=== EXTRACTED MATERIAL ===
PR #1004, opened 2023-05-01
fix(settings): set unmountOnExit behaviour for setting groups

tthvo:
# Welcome to Cryostat! 👋

Related to #793 

## Description of the change:

Unmount setting tab content that is not selected. This helps avoid situation where AA configurations cause the Auth modal to appear when first visiting `/settings` (users might wonder why this opens as they don't see the AA config). This also allows faster load as React only needs to build 1 tab content at a time.
 
Extend the min height for local target select to show more targets (currently it looks like, without scrolling, there is a single target).

## Motivation for the change:

AA configurations causes the setting page to show Auth modal even if the AA configuration is not visible (i.e. Dashboard tab not selected).

### DIFF
--- a/src/app/Settings/Settings.tsx
+++ b/src/app/Settings/Settings.tsx
@@ -193,12 +193,10 @@ export const Settings: React.FC<SettingsProps> = (_) => {
               </Tabs>
             </SidebarPanel>
             <SidebarContent>
-              {settingGroups.map((grp) => (
-                <div
-                  key={`${grp.groupKey}-setting`}
-                  className={css('settings__content', grp.groupKey === activeTab ? 'active' : '')}
-                >
-                  <Form>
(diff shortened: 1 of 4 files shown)


maxcao13 (approved):

andrewazores:
In both Firefox and Chrome this change seems to just break the Settings view for me:

image

Every tab selection is just empty. The DOM elements *are* there, but they have css `display: none`:

image

If I use the inspector to remove that css property then it's fine.

image

tthvo:
Ohh thanks that should not be there. Interesting that it was working for me with that css in place (maybe I was messing around with browser inspector at the time).

andrewazores (approved):

andrewazores (approved):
===
> TASK TO COMPLETE: Would you retype exactly the lines above, from the line with "## Description of" to the line with "grp.groupKey === activeTab", with both end lines kept and nothing more?

> COMPLETED EXERCISE:
## Description of the change:

Unmount setting tab content that is not selected. This helps avoid situation where AA configurations cause the Auth modal to appear when first visiting `/settings` (users might wonder why this opens as they don't see the AA config). This also allows faster load as React only needs to build 1 tab content at a time.
 
Extend the min height for local target select to show more targets (currently it looks like, without scrolling, there is a single target).

## Motivation for the change:

AA configurations causes the setting page to show Auth modal even if the AA configuration is not visible (i.e. Dashboard tab not selected).

### DIFF
--- a/src/app/Settings/Settings.tsx
+++ b/src/app/Settings/Settings.tsx
@@ -193,12 +193,10 @@ export const Settings: React.FC<SettingsProps> = (_) => {
               </Tabs>
             </SidebarPanel>
             <SidebarContent>
-              {settingGroups.map((grp) => (
-                <div
-                  key={`${grp.groupKey}-setting`}
-                  className={css('settings__content', grp.groupKey === activeTab ? 'active' : '')}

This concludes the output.